I've stolen the title of this post from the subject line of a message from Hal Daumé, who has invited folks at University of Maryland to a huge Jeopardy-watching party he's organizing tonight. Today is February 14, so for at least some of the audience, Jeopardy might indeed jeopardize Valentine's Day, substituting geeky fun (I use the term fondly) for candle-lit dinners.

In case you hadn't heard, the reason for the excitement, pizza parties, and so forth is that tonight's episode will, for the first time, feature a computer competing against human players — and not just any human players, but the two best known Jeopardy champions. This is stirring up a new round of popular discussion about artificial intelligence, as Mark noted a few days ago. Many in the media — not to mention IBM, whose computer is doing the playing — are happy to play up the "smartest machine on earth", dawn-of-a-new-age angle.
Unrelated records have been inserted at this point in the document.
PR #8688, opened 2021-02-23
API: Add 'with_networkports' option to getItems endpoint

AdrienClairembault:
Option `with_networkports` was only available on the `getItem` endpoint, I've moved the code to a function and called it from `getItem` AND `getItems`.

| Q             | A
| ------------- | ---
| Bug fix?      | no
| New feature?  | yes
| BC breaks?    | no
| Deprecations? | no
| Tests pass?   | yes
| Fixed tickets | !21585


inc/api/api.class.php
```diff
@@ -2798,6 +2644,187 @@ protected function getFriendlyNames(
       return $_names;
    }
 
+   /**
+    * Get network ports
+    *
+    * @since 9.5
```
cedric-anne, line 2650:
```suggestion
    * @since 9.5.4
```

cedric-anne (commented):
`inc/api/api.class.php.orig` should be removed.

inc/api/api.class.php
trasher: x.x.x if we target master

apirest.md
```diff
@@ -605,6 +605,7 @@ Note: To download a document see [Download a document file](#download-a-document
   * *searchText* (default NULL): array of filters to pass on the query (with key = field and value the text to search)
   * *is_deleted* (default: false): Return deleted element. Optional.
   * *add_keys_names*: Retrieve friendly names. Array containing fkey(s) and/or "id". Optional.
+  * *with_networkports*: Retrieve all network's connections and advanced network's informations. Optional.
```
trasher, line 608:
```suggestion
  * *with_networkports*: Retrieve all network connections and advanced information. Optional.
```

inc/api/api.class.php
```diff
@@ -1158,6 +999,7 @@ protected function arrayRightError() {
     * - 'searchText'       (default: NULL): array of filters to pass on the query (with key = field and value the search)
     * - 'is_deleted'       (default: false): show trashbin. Optionnal
     * - 'add_keys_names'   (default: []): insert raw name(s) for given itemtype(s) and fkey(s)
+    * - 'with_networkports':Retrieve all network connections and advanced network informations. Optionnal.
```
trasher, line 1002:
```suggestion
    * - 'with_networkports':Retrieve all network connections and advanced information. Optionnal.
```

inc/api/api.class.php
```diff
@@ -2798,6 +2644,187 @@ protected function getFriendlyNames(
...
+    * @param array  $data
+    * @param array  $params         API parameters
+    * @param string $self_itemtype  Itemtype the API was called on
+    *
+    * @return array
+    */
+   protected function getNetworkPorts(
+      int $id,
+      string $itemtype
+   ) {
```
trasher, line 2661:
```suggestion
   ): array {
```

inc/api/api.class.php
```diff
@@ -2798,6 +2644,187 @@ protected function getFriendlyNames(
...
+      global $DB;
+
+      $_networkports = [];
+
+      if (!NetworkEquipment::canView()) {
+         $_networkports = $this->arrayRightError();
+      } else {
+         foreach (NetworkPort::getNetworkPortInstantiations() as $networkport_type) {
```
trasher, line 2669: Probably better to store `getNetworkPortInstantiations` result in a variable used for iteration

AdrienClairembault:
> 
> 
> `inc/api/api.class.php.orig` should be removed.

Went a bit foo fast when committing ;)
Should be all good now!

apirest.md
AdrienClairembault: Ok, I've updated others places where this args was documented so we have the same everywhere.

inc/api/api.class.php
AdrienClairembault: Is it a bad practice to use a function result as a loop ? 
It feels more readable that way.

(I didn't write this, just moved the code).

trasher: Doing this can lower performances; depending on what the called method is really doing (I'm not sure why, but this will kind of call the method at each iteration).

cedric-anne (approved):

inc/api/api.class.php
AdrienClairembault: Maybe you are thinking of this ? 

image

I've changed it anyway.

cedric-anne (approved):

trasher (approved):

Issue #8595, opened 2021-01-28
9.5.3 - Invisible icons on main tab of user - darker mode 


btry:
Hi 

The icons exist, but their foreground color is probably the same as the background color. Trying to hover them reveals their existence.

![image](https://user-images.githubusercontent.com/14139801/106147653-6990d000-6178-11eb-9712-e67c74797f7b.png)

![image](https://user-images.githubusercontent.com/14139801/106147708-7e6d6380-6178-11eb-8f71-0a69650463db.png)

PR #8815, opened 2021-03-11
Fix some darker theme and general style issues

cconard96:
| Q             | A
| ------------- | ---
| Bug fix?      | yes
| New feature?  | no
| BC breaks?    | no
| Deprecations? | no
| Tests pass?   | yes
| Fixed tickets | #8595

Fix issue where the box around the notes field could overflow the form area. Removing the static width fixes the issue.
Fixed button/icon colors in the form header like the user vCard and impersonate buttons.
Fixed issue where the timeline filter was nearly invisible unless you hovered over it.
Fixed the color of the box around the note field to better match the darker theme and not a light theme.

### DIFF
--- a/css/palettes/_darker.scss
+++ b/css/palettes/_darker.scss
@@ -436,6 +436,10 @@ body #page .mce-btn-group:not(:first-child) {
    color: #262626;
 }
 
+.timeline_history .filter_timeline {
+   opacity: 1;
+}
+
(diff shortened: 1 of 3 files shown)


cedric-anne (approved):
I added a commit to fix note box overflowing. Your solution was not preventing the overflow, at least, on Chrome.

trasher (approved):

Though, to be fair, David Ferrucci, the IBMer who came up with the idea of building a Jeopardy-playing computer and led the project, does point out quite responsibly that this is only one step on the way to true natural language understanding by machine (e.g. at one point in this promotional video).

Regardless of how the game turns out, it's true that tonight will be a great achievement for language technology. Though I would also argue that the achievement is as much in the choice of problem as in the technology itself.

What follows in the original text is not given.